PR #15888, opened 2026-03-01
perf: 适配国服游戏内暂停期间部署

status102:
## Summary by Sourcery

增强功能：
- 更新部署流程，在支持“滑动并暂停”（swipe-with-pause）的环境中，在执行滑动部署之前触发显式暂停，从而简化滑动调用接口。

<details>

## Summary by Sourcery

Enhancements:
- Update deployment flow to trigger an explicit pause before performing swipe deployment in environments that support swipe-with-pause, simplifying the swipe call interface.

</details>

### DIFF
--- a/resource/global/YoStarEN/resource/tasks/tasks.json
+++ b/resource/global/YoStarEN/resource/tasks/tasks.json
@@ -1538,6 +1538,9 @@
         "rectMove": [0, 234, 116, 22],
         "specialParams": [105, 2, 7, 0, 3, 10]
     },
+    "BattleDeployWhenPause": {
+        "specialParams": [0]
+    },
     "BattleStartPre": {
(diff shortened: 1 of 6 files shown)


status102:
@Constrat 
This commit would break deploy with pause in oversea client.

...

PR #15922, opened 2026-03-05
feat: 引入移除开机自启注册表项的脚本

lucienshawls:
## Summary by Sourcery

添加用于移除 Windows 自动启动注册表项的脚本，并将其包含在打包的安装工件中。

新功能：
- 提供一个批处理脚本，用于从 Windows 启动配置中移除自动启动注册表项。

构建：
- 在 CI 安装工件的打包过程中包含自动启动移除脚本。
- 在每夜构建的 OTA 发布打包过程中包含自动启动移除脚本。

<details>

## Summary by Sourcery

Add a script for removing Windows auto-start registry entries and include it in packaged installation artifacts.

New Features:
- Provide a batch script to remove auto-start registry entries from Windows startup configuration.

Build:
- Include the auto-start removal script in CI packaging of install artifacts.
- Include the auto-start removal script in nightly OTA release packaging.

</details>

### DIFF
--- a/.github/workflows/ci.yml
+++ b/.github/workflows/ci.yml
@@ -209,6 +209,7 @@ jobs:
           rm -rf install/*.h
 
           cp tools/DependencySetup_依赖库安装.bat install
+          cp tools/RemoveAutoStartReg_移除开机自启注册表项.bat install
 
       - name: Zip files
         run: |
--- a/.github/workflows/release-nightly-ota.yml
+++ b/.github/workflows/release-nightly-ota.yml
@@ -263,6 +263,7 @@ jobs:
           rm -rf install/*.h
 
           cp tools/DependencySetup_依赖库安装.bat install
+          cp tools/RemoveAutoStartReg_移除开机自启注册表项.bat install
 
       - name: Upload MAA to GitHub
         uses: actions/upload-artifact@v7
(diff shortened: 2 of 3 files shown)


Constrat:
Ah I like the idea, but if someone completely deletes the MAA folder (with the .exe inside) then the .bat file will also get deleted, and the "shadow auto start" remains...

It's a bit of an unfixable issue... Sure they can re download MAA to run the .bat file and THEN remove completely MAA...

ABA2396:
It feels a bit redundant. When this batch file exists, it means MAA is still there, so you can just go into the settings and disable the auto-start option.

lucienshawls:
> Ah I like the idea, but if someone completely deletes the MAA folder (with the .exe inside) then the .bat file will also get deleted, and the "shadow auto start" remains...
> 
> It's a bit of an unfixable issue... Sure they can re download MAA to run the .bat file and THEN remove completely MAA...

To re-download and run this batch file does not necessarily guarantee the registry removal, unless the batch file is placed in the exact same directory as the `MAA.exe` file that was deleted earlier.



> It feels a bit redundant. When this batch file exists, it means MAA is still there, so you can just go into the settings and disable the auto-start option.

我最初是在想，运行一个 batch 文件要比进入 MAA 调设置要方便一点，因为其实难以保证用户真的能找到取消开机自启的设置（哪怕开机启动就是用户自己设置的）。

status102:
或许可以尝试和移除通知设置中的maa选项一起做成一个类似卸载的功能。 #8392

• _Exercise objective_: Lines that contain the string "unfixable" should be copied from the material above.

• _Task solution_:
It's a bit of an unfixable issue... Sure they can re download MAA to run the .bat file and THEN remove completely MAA...
> It's a bit of an unfixable issue... Sure they can re download MAA to run the .bat file and THEN remove completely MAA...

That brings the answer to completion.